I know that sounds patronising














but I got it cheap off a forum member and wasnt expecting much at all!









It seems to keep good time and im really quite taken with it... how on earth do they make these for the money?

Anyone know if the case is stainless as it looks it, but I want to be sure before i buff a scratch out....?

I have to say I didnt originally get the Russian watch thing but im starting to understand now...


----------



## Griff (Feb 23, 2003)

I think the backs are st. steel but not the case. File a little inside one of the lugs and if it's brass it'll show up


----------



## Xantiagib (Apr 22, 2005)

They are great arent they? where else can you get an all in-house built watch for that money? I use mine most at the summer, beaches, snorkeling, fixing the car etc... places I would not wear a more expensive watch.

The current ones are stainless steel - there was a thread on this here a while ago, an't seem to find it now - I think only the early ones from the 80s and early 90s may have been plated.

However for the price they are you would not be dissapointed and if you wreck it - buy another but they're practically bullet proof











JonW said:


> Ive just been sent a Vostock Amphibia and its really quite nice....
> 
> 
> 
> ...


----------



## Xantiagib (Apr 22, 2005)

Found it:

Discussion on what Vostoks are made of...

General concensus was that the current 200m (Amphibia) waterproof ones were made of steel.


----------



## r1ch (Feb 2, 2004)

Hi Guys..

There are still the two types of this Vostok available. The base metal chromed ones tend to be sold as "Vostok Military" by many, and most have a rounded dome type screw crown.
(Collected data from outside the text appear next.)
PR #718, opened 2020-02-21
Readmes rach kotlin1

Rachael-E:
I got a little carried away and accidentally changed 7 samples. Oops! The next one will just be 3 to make up for it >.< ...decided to do all the kotlin ones first. 

Only thing to really note is that Scene Layer has a minor tweak in that I've removed reference to the adding in of a surface since we don't do that in our samples. @sorenoid could you take a first look please? thanks!

### DIFF
--- a/kotlin/raster-function-service/README.md
+++ b/kotlin/raster-function-service/README.md
@@ -1,54 +1,43 @@
-# Raster Function Service
+# Raster function service
 
-Raster functions are operations performed on a `Raster`to apply on-the-fly processing such as Hillshade.  This sample demonstrates how to create an `ImageServiceRaster` and apply a `RasterFunction` to it. The `RasterFunction` applied in this case is Hillshade.
+Load a raster from a service, then apply a function to it.
 
 ![Raster Function App](raster-function-service.png)
 
-## Features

These are also typically a wee bit cheaper than the SS variety unless the vendor is being cheeky! They have a thinner acrylic crystal and the gaskets are a tad feeble, making them 100M WR I believe, (from memory).

The Amphibia model is IMHO the real good bang for buck watch. Steel case, and as JonW said, more quality than you'd expect for the price. I believe it was Jason who's used his in "anger" for SCUBA diving whilst on hols. I'm a big fan of these and have three or so. They've got bags of character and have a rustic old school communist feel to the way they work and are engineered. The bezels on both models are chromed base metal, so don't be tempted to polish out those scratches too much









Rich


----------



## JonW (Mar 23, 2005)

Cheers guys, the crown on this one looks very slightly domed on the outer edges...but flat in the middle.... so im assuming that its what we would call flat as it is mostly flat - certainly it is in the main. So that means a SS case... I think!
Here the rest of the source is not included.